### [WHAT NEEDS TO BE DONE]
Each line below has to be output exactly, from first to last.

[Dataset entries]
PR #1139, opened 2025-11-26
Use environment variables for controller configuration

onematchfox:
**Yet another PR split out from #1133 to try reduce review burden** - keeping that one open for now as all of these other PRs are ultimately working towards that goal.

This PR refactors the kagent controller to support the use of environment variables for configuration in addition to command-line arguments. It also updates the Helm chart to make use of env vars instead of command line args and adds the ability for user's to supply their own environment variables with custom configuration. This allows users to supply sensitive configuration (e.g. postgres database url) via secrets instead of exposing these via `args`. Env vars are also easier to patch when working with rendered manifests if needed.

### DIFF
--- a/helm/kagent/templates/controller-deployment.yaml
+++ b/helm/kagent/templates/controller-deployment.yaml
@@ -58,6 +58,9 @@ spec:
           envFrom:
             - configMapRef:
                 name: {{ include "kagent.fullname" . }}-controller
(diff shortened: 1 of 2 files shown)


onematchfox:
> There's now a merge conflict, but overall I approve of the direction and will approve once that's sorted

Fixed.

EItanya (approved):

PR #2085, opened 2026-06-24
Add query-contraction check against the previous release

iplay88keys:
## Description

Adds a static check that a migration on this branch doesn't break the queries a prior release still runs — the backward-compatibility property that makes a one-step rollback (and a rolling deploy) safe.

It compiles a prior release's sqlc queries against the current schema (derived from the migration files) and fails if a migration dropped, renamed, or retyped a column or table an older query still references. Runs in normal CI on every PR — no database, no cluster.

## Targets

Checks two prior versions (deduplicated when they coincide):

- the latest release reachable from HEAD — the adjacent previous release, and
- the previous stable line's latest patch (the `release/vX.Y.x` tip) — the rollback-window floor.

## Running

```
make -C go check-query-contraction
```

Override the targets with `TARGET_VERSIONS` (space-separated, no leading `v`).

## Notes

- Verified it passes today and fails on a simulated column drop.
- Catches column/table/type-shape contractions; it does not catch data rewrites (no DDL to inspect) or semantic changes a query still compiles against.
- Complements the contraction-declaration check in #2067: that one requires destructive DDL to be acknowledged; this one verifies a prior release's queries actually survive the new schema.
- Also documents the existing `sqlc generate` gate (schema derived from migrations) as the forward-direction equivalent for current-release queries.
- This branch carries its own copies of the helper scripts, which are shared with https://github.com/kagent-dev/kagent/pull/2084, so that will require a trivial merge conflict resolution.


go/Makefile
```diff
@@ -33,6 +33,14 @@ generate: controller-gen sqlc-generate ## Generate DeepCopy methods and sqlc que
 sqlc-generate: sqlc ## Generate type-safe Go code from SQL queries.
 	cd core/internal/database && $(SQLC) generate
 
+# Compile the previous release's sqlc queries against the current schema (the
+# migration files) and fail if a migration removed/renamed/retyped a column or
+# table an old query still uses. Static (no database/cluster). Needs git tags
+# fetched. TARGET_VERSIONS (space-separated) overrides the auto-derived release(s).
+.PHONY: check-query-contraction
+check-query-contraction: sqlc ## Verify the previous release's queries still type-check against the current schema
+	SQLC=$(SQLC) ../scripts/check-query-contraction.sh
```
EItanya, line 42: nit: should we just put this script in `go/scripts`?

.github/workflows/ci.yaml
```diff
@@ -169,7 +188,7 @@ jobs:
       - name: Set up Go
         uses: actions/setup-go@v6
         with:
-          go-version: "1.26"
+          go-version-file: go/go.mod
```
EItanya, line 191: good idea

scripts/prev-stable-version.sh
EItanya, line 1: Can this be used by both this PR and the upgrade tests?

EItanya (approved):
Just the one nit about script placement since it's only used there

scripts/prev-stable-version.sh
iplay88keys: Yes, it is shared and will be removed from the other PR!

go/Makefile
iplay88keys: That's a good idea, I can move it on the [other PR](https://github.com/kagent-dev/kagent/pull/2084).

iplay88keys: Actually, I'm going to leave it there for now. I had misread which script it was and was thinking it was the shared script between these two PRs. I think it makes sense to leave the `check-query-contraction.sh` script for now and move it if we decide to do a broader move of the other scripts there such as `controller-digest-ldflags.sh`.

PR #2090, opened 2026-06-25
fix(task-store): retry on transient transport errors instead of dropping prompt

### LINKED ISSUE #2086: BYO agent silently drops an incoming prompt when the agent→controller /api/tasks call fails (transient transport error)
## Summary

### [WRITTEN ANSWER]
PR #1139, opened 2025-11-26
Use environment variables for controller configuration

onematchfox:
**Yet another PR split out from #1133 to try reduce review burden** - keeping that one open for now as all of these other PRs are ultimately working towards that goal.

This PR refactors the kagent controller to support the use of environment variables for configuration in addition to command-line arguments. It also updates the Helm chart to make use of env vars instead of command line args and adds the ability for user's to supply their own environment variables with custom configuration. This allows users to supply sensitive configuration (e.g. postgres database url) via secrets instead of exposing these via `args`. Env vars are also easier to patch when working with rendered manifests if needed.

### DIFF
--- a/helm/kagent/templates/controller-deployment.yaml
+++ b/helm/kagent/templates/controller-deployment.yaml
@@ -58,6 +58,9 @@ spec:
           envFrom:
             - configMapRef:
                 name: {{ include "kagent.fullname" . }}-controller
(diff shortened: 1 of 2 files shown)


onematchfox:
> There's now a merge conflict, but overall I approve of the direction and will approve once that's sorted

Fixed.

EItanya (approved):

PR #2085, opened 2026-06-24
Add query-contraction check against the previous release

iplay88keys:
## Description

Adds a static check that a migration on this branch doesn't break the queries a prior release still runs — the backward-compatibility property that makes a one-step rollback (and a rolling deploy) safe.

It compiles a prior release's sqlc queries against the current schema (derived from the migration files) and fails if a migration dropped, renamed, or retyped a column or table an older query still references. Runs in normal CI on every PR — no database, no cluster.

## Targets

Checks two prior versions (deduplicated when they coincide):

- the latest release reachable from HEAD — the adjacent previous release, and
- the previous stable line's latest patch (the `release/vX.Y.x` tip) — the rollback-window floor.

## Running

```
make -C go check-query-contraction
```

Override the targets with `TARGET_VERSIONS` (space-separated, no leading `v`).

## Notes

- Verified it passes today and fails on a simulated column drop.
- Catches column/table/type-shape contractions; it does not catch data rewrites (no DDL to inspect) or semantic changes a query still compiles against.
- Complements the contraction-declaration check in #2067: that one requires destructive DDL to be acknowledged; this one verifies a prior release's queries actually survive the new schema.
- Also documents the existing `sqlc generate` gate (schema derived from migrations) as the forward-direction equivalent for current-release queries.
- This branch carries its own copies of the helper scripts, which are shared with https://github.com/kagent-dev/kagent/pull/2084, so that will require a trivial merge conflict resolution.


go/Makefile
```diff
@@ -33,6 +33,14 @@ generate: controller-gen sqlc-generate ## Generate DeepCopy methods and sqlc que
 sqlc-generate: sqlc ## Generate type-safe Go code from SQL queries.
 	cd core/internal/database && $(SQLC) generate
 
+# Compile the previous release's sqlc queries against the current schema (the
+# migration files) and fail if a migration removed/renamed/retyped a column or
+# table an old query still uses. Static (no database/cluster). Needs git tags
+# fetched. TARGET_VERSIONS (space-separated) overrides the auto-derived release(s).
+.PHONY: check-query-contraction
+check-query-contraction: sqlc ## Verify the previous release's queries still type-check against the current schema
+	SQLC=$(SQLC) ../scripts/check-query-contraction.sh
```
EItanya, line 42: nit: should we just put this script in `go/scripts`?

.github/workflows/ci.yaml
```diff
@@ -169,7 +188,7 @@ jobs:
       - name: Set up Go
         uses: actions/setup-go@v6
         with:
-          go-version: "1.26"
+          go-version-file: go/go.mod
```
EItanya, line 191: good idea

scripts/prev-stable-version.sh
EItanya, line 1: Can this be used by both this PR and the upgrade tests?

EItanya (approved):
Just the one nit about script placement since it's only used there

scripts/prev-stable-version.sh
iplay88keys: Yes, it is shared and will be removed from the other PR!

go/Makefile
iplay88keys: That's a good idea, I can move it on the [other PR](https://github.com/kagent-dev/kagent/pull/2084).

iplay88keys: Actually, I'm going to leave it there for now. I had misread which script it was and was thinking it was the shared script between these two PRs. I think it makes sense to leave the `check-query-contraction.sh` script for now and move it if we decide to do a broader move of the other scripts there such as `controller-digest-ldflags.sh`.

PR #2090, opened 2026-06-25
fix(task-store): retry on transient transport errors instead of dropping prompt

### LINKED ISSUE #2086: BYO agent silently drops an incoming prompt when the agent→controller /api/tasks call fails (transient transport error)
## Summary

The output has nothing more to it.